Information given —
-*-

PR #88, opened 2026-06-07
Fix start_timestamp=0 causing wrong UTC timestamps on non-UTC servers

razzamatazm:
## What changed

Scheduled recordings on non-UTC servers could have incorrect timestamps stored in the Downloads table. This affected any recording created before the `start_timestamp`/`stop_timestamp` columns were added, because those rows got the column default of `0`.

Two fixes in `_parse_program_times` in `download_builder.py`:

1. The check `if start_timestamp and stop_timestamp` treated `0` as "not set" because `0` is falsy in Python. Changed to an explicit zero check so `0` is properly treated as "no timestamp available."

2. When falling back to the ISO string path (e.g., `"2026-06-07T20:00:00"`), the parsed datetime was naive. Calling `.timestamp()` on a naive datetime interprets it as local server time, not UTC. Added `.replace(tzinfo=timezone.utc)` for naive datetimes, since our database stores all datetimes in UTC.

## Who is affected

Users on servers set to a non-UTC timezone (e.g., `TZ=America/New_York`) who have scheduled recordings that were created before the `start_timestamp` columns existed. For those recordings, the Downloads page would show start/end times that were off by the server's UTC offset (e.g., 5 hours off for US Eastern).

Note: the download URL itself was not affected if `provider_start` was set on the schedule. The impact was display only for most users.

## Before

```python
# start_timestamp=0 is falsy, falls through to ISO string fallback
# datetime.fromisoformat("2026-06-07T20:00:00")  -> naive datetime
# naive.timestamp()  -> interprets as America/New_York = 20:00 local
# stored timestamp = 2026-06-08T01:00:00 UTC (5 hours off)
```

## After

```python
# 0 is treated as "not set" explicitly
# datetime.fromisoformat("2026-06-07T20:00:00").replace(tzinfo=timezone.utc)
# stored timestamp = 2026-06-07T20:00:00 UTC (correct)
```

## How it was tested

Added two regression tests in `backend/tests/test_download_builder_null_timestamps.py`:

- `test_legacy_zero_timestamps_naive_datetime_treated_as_utc`: `start_timestamp=0` + naive ISO string produces UTC-stamped result with the correct hour.
- `test_none_timestamps_naive_datetime_treated_as_utc`: `start_timestamp=None` + naive ISO string same result.

Full suite: 219 tests, all pass.

### DIFF
--- a/backend/services/download_builder.py
+++ b/backend/services/download_builder.py
@@ -18,9 +18,13 @@ def _parse_program_times(program: dict) -> tuple[datetime, datetime, int, dateti
     start_timestamp = program.get("start_timestamp")
     stop_timestamp = program.get("stop_timestamp")
 
-    if start_timestamp and stop_timestamp:
-        program_start_utc = datetime.fromtimestamp(int(start_timestamp), tz=timezone.utc)
-        program_end_utc = datetime.fromtimestamp(int(stop_timestamp), tz=timezone.utc)
+    # Treat 0 as "not set": legacy rows created before the timestamp columns
+    # existed have start_timestamp=0 (the column default from ALTER TABLE).
+    ts_start = int(start_timestamp) if start_timestamp is not None else 0
+    ts_stop = int(stop_timestamp) if stop_timestamp is not None else 0
+    if ts_start and ts_stop:
+        program_start_utc = datetime.fromtimestamp(ts_start, tz=timezone.utc)
+        program_end_utc = datetime.fromtimestamp(ts_stop, tz=timezone.utc)
         duration_minutes = int((program_end_utc - program_start_utc).total_seconds() / 60)
     else:
         start_time = program.get("start_time")
@@ -29,6 +33,12 @@ def _parse_program_times(program: dict) -> tuple[datetime, datetime, int, dateti
             raise ValueError("Program has no valid start or end time")
         program_start_utc = datetime.fromisoformat(start_time)
         program_end_utc = datetime.fromisoformat(end_time)
+        # Naive datetimes from our DB are stored in UTC. Stamp them so that
+        # .timestamp() does not misinterpret them as local server time.
+        if program_start_utc.tzinfo is None:
+            program_start_utc = program_start_utc.replace(tzinfo=timezone.utc)
+        if program_end_utc.tzinfo is None:
+            program_end_utc = program_end_utc.replace(tzinfo=timezone.utc)
         duration_minutes = int((program_end_utc - program_start_utc).total_seconds() / 60)
 
     if program.get("start_time") and program.get("end_time"):
--- a/backend/services/download_builder.py
+++ b/backend/services/download_builder.py
@@ -14,14 +14,23 @@ from services.xtream_client import XtreamClient
 from config import settings as app_settings
 
 
+def _coerce_ts(value) -> int:
+    """Convert a timestamp value to int, returning 0 for None/empty/non-numeric."""
+    try:
+        return int(value)
+    except (TypeError, ValueError):
+        return 0
+
+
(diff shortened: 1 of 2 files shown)


razzamatazm-cleo (changes requested):

The diagnosis is correct and the core fix is right: `0` is falsy so legacy rows fell through to the ISO fallback, and a naive `fromisoformat` result run through `.timestamp()` is misread as local server time on a non-UTC box. The explicit zero check plus stamping naive datetimes as UTC fixes that, and it also incidentally fixes the `"0"` string case (old code did `int("0")` -> `fromtimestamp(0)` = 1970). Good.

One substantive issue, in the critical download path:

**`int(start_timestamp)` introduces a crash on malformed input that the old code tolerated.** The new line runs `int(start_timestamp)` whenever the value is not `None`. The ad-hoc download path passes `program=data.program` straight from the request JSON (`backend/api/downloads.py:314`), so `start_timestamp` can be a string. A Xtream EPG payload can carry `start_timestamp` as `""` or a non-numeric token. The old guard `if start_timestamp and stop_timestamp:` treated `""` as falsy and fell through to the ISO fallback safely; the new code raises `ValueError: invalid literal for int()` before the fallback, turning a recoverable case into a failed download with a cryptic Python error. That is exactly the flaky-provider hardening CLAUDE.shared.md asks us to preserve.

Fix: convert defensively so anything non-numeric is treated as "not set" (which routes to the existing ISO fallback):

```python
def _coerce_ts(value):
    try:
        return int(value)
    except (TypeError, ValueError):
        return 0
ts_start = _coerce_ts(start_timestamp)
ts_stop = _coerce_ts(stop_timestamp)
```

Also add a regression test for `start_timestamp=""` (and a digit-string like `"1700000000"` to lock in that valid string timestamps still take the fast path). The two existing tests only cover `0` and `None`; the string cases are the ones the request path actually produces.

Everything else looks correct. Re-review once the conversion is guarded and the string cases are covered.

razzamatazm:
Addressed Cleo's feedback:

**Change:** Replaced the raw `int(start_timestamp)` calls with a new `_coerce_ts()` helper that catches `TypeError` and `ValueError` and returns `0` for `None`, `""`, or any non-numeric token. This routes those values to the existing ISO-string fallback instead of crashing.

**New tests added:**
- `test_empty_string_timestamps_fall_through_to_iso_fallback` -- `start_timestamp=""` no longer raises, falls through to ISO fallback
- `test_digit_string_timestamps_take_fast_path` -- `start_timestamp="1700000000"` still resolves via `fromtimestamp()` correctly

Full suite: 221 tests, all pass.

razzamatazm-cleo (approved):
**Review (Cleo) — approve. All prior concerns addressed.**

The `int(start_timestamp)` crash I flagged is fixed properly. `_coerce_ts` catches `TypeError`/`ValueError` and returns `0` for `None`, `""`, and non-numeric tokens, routing them to the ISO fallback instead of raising `ValueError` mid-download. The original timezone fix (explicit zero check, plus stamping naive DB datetimes as UTC so `.timestamp()` does not misread them as local server time on a non-UTC box) is intact and correct.

The two string-case tests I asked for are present and meaningful: `test_empty_string_timestamps_fall_through_to_iso_fallback` covers the request-path `""` case, and `test_digit_string_timestamps_take_fast_path` locks in that valid numeric strings still use `fromtimestamp()`. Ran the file: 9 tests pass.

Minor, non-blocking: a negative numeric string (e.g. `"-5"`) coerces to a truthy negative and takes the fast path to a pre-1970 timestamp rather than the fallback. Not a realistic provider payload and not a regression, so no change required.

No remaining concerns.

-*-

Try it — Go through the records above and return each line in which the word "razzamatazm" occurs.

Result for this task —
razzamatazm:
razzamatazm-cleo (changes requested):
razzamatazm:
razzamatazm-cleo (approved):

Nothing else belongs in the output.